Although these three stories sound very similar, they are actually very different in the scope of eternity. The first two, Karen and Brian, were believers. I know Karen was because of the testimony of several people who knew her well, one being her pastor. I know Brian was a believer because, even though he was misguided in the last couple of years of his life, I had talked to him about faith and God and he knew Jesus. He was rebellious, but he knew Who he was rebelling against and I could see that he was miserable doing it. The third teen though……she grew up in a family who I really don't know and by the way she was living, I doubt that she knew Jesus. I can't say for sure, because I don't know....only God knows. But it makes me cringe about our obligation to the kids and families in this community. Maybe she had never had the opportunity….maybe our Christian community had dropped the ball and never reached out to the group that she hung around with.....although I know one of her male cousins, who she hung around with, did become a Christian at winter youth camp a couple of years ago and has been a part of our youth group ever since then.
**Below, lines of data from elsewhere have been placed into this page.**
PR #611, opened 2016-10-10
Issue #544: Restore same log level.

josephw:
This PR addresses the build break from merging #591.

Restore the same log level from the start of the test, rather
than assuming that it's DEBUG.

If I run the tests using a more recent Surefire and `-Dsurefire.runOrder=random`, the tests fail before this change, and pass afterwards.

### DIFF
--- a/core/console/src/test/java/org/eclipse/rdf4j/console/SetParametersTest.java
+++ b/core/console/src/test/java/org/eclipse/rdf4j/console/SetParametersTest.java
@@ -12,6 +12,7 @@ import static org.mockito.Mockito.verify;
 import static org.mockito.Mockito.verifyNoMoreInteractions;
 
 import org.junit.After;
+import org.junit.Before;
 import org.junit.Rule;
 import org.junit.Test;
 import org.mockito.InjectMocks;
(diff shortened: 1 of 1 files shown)


jeenbroekstra:
Running hudson verify on this PR: https://hudson.eclipse.org/rdf4j/job/rdf4j-verify-pr/32/

jeenbroekstra:
Can you elaborate on what exactly you think the problem was? Because I find it odd that simply fixing the log level setting would influence the test outcomes this way.

jeenbroekstra:
Hudson build succeeded, ready to merge IMHO.  Thanks @josephw !

ansell:
The proposed fix here indicates that the log level setting code is still broken. Ie, the fact that only a test was changed indicates that there is still a bug in the actual code that was recently merged in relation to the log level setting.

jeenbroekstra:
That is true, which is why I am keen to hear more details on _what_ exactly caused the issue in the first place (and why this fix resolves it). I merged immediately because I wanted the branch stable, but it'd be good to discuss this a bit further.

ansell:
I am working through the SetParameters code to see if I can improve it, particularly to not rely on null as a sentinel.

ansell:
The Federate command class has a switch on log.isDebugEnabled() at line 77 that affects control flow. I.e., the ROOT log level that is being changed by SetParametersTest has side effects on Federate/FederateTest. This behaviour doesn't look to be documented (we don't say that if a user sets log level to debug that federation will be not performed). 

This may have been the first time that this code has actually been run through the testsuite. Code coverage tools would have picked this up as it is a fairly glaring mistake.

I am working on a pull request to patch it.

ansell:
@jeenbroekstra Debugging this included updating Mockito to version 2.2.0 that has some extra debugging features, and bumping the Logback version to the latest to verify it wasn't related. 

Do you want me to open an issue to get legal approval to use Mockito 2.2.0 and Logback 1.1.7 and include it in a pull request or back out those version bumps?

jeenbroekstra:
Neither of those versions are existing in Orbit yet, so they haven't been pre-approved. This close to release I'd prefer not to file CQs that might hold up release review. Can you back out of those bumps for the immediate fix and log issues to update these libraries for a later release?

josephw:
> The Federate command class has a switch on log.isDebugEnabled()

Thanks, @ansell - that explains what I saw, and why this change to the test has any effect. I didn't have time to dig in, so I appreciate learning what's going on.

Issue #609, opened 2016-10-07
Provide constants for the SKOS-XL vocabulary


manuelfiorelli:
Package `org.eclipse.rdf4j.model.vocabulary` should be extended with a utility class for the [SKOS eXtension for Labels (SKOS-XL)](https://www.w3.org/TR/skos-reference/#xl) vocabulary. It is worth mentioning that the aforementioned package already contains a utility class for the SKOS vocabulary. Therefore, the addition of another class for a standard extension (supporting reified labels) should be acceptable.

ansell:
This sounds useful given it has been standardised as part of the W3C SKOS standard.

manuelfiorelli:
I've already written the utility class. If you like, I can make a pull request in a day or two.

PR #612, opened 2016-10-10
issue #609: provide vocabulary constants for SKOS-XL

manuelfiorelli:
This PR addresses GitHub issue: #609 

* Add a vocabulary class for the namespace SKOS-XL

### DIFF
--- a/core/model/src/main/java/org/eclipse/rdf4j/model/vocabulary/SKOSXL.java
+++ b/core/model/src/main/java/org/eclipse/rdf4j/model/vocabulary/SKOSXL.java
@@ -1,0 +1,104 @@
+/**
+ * Copyright (c) 2016 Eclipse RDF4J contributors.
+ * All rights reserved. This program and the accompanying materials
+ * are made available under the terms of the Eclipse Distribution License v1.0
+ * which accompanies this distribution, and is available at
+ * http://www.eclipse.org/org/documents/edl-v10.php.
+ */
+package org.eclipse.rdf4j.model.vocabulary;
+
+import org.eclipse.rdf4j.model.IRI;
+import org.eclipse.rdf4j.model.Namespace;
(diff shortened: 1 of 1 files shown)


manuelfiorelli:
I forgot to add a sign-off header. What should I do?

jeenbroekstra:
Given that this is only in your private fork sofar, you should be able to amend your commits with the sign-off message. See http://stackoverflow.com/questions/13043357/git-sign-off-previous-commits .

manuelfiorelli:
Hi @jeenbroekstra thank you for the support. Although I speculated about the use of `--amend`, I was afraid of messing things up (by the way, I hesitated before adding `--force` to the push command). That said, it seems that the operation was successful.

core/model/src/main/java/org/eclipse/rdf4j/model/vocabulary/SKOSXL.java
```diff
@@ -0,0 +1,104 @@
...
+	 * @see <a href="https://www.w3.org/TR/skos-reference/#xl-Label">The skosxl:Label Class</a>
+	 */
+	public static final IRI LABEL;
+
+	/* literal form */
+
+	/**
+	 * The skosxl:literalForm property.
+	 * 
+	 * @see <a href="https://www.w3.org/TR/skos-reference/#xl-Label">The skosxl:Label Class</a>
```
jeenbroekstra: Needs to point to #xl-literalform instead (I assume).

jeenbroekstra: Ah, sorry, I saw this and assumed it was a copy-paste error (because it's the same links as the javadoc entry above). But I now see both features are documented in the same section, so it's all fine as-is then.

PR #615, opened 2016-10-11
issue #614 : Console Federate command broken by log level debug

### LINKED ISSUE #614: Console Federate command broken by log level debug
The Console Federate command is broken if log level is set to debug due to the incorrect use of log.isDebugEnabled for control flow.

Debugging this involved updating Mockito to 2.2.0 and Logback to 1.1.7, but those changes don't seem to be related to the solution so they can be backed out if legal can't approve by the time of the next planned release.

ansell:
This PR addresses GitHub issue: #614 .

* The Console Federate command was using log level for control flow, resulting in federation failing to occur if the log level was debug or finer.

Debugging this involved updating Mockito to 2.2.0 and Logback to 1.1.7, but those changes don't seem to be related to the solution so they have been backed out due to the close release time.

Debugging also involved refactoring SetParametersTest to reuse AbstractCommandTest as designed, and included refactoring to use MockitoRule, @Mock and @InjectMocks to verify they were not related and can be maintained in future.

There is now a known baseline log level of debug setup for both FederateTest and SetParametersTest, based on their need to consistently verify console IO messages that may be affected by the log level and should function properly even at the debug log level. This is reset after each test so the global base logging level will still be able to be manipulated through a configuration file as necessary for other tests.

Fixes #614

### DIFF
--- a/core/console/src/main/java/org/eclipse/rdf4j/console/Federate.java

So maybe people had reached out and she decided that she would have fun now while she was young and think about eternity later when she was older, when life got more serious. It is a sad fact that many teens feel this way, thinking they have all the time in the world to deal with God…..that the here and now is for friends, partying and self indulgence.

I don’t want these reminders of life’s fragility to go for naught. We need to take each opportunity to share God’s love, the hope we have in Jesus, and the knowledge that He has a purpose and a plan for us if we'll follow Him. It is the greatest news on earth….and, Christian brothers and sisters, WE are the torchbearers….let your light shine before men, that they may see your good deeds and praise your Father in heaven. (Matthew 5:16) Let's draw them to Him....

……remember, some may not have tomorrow.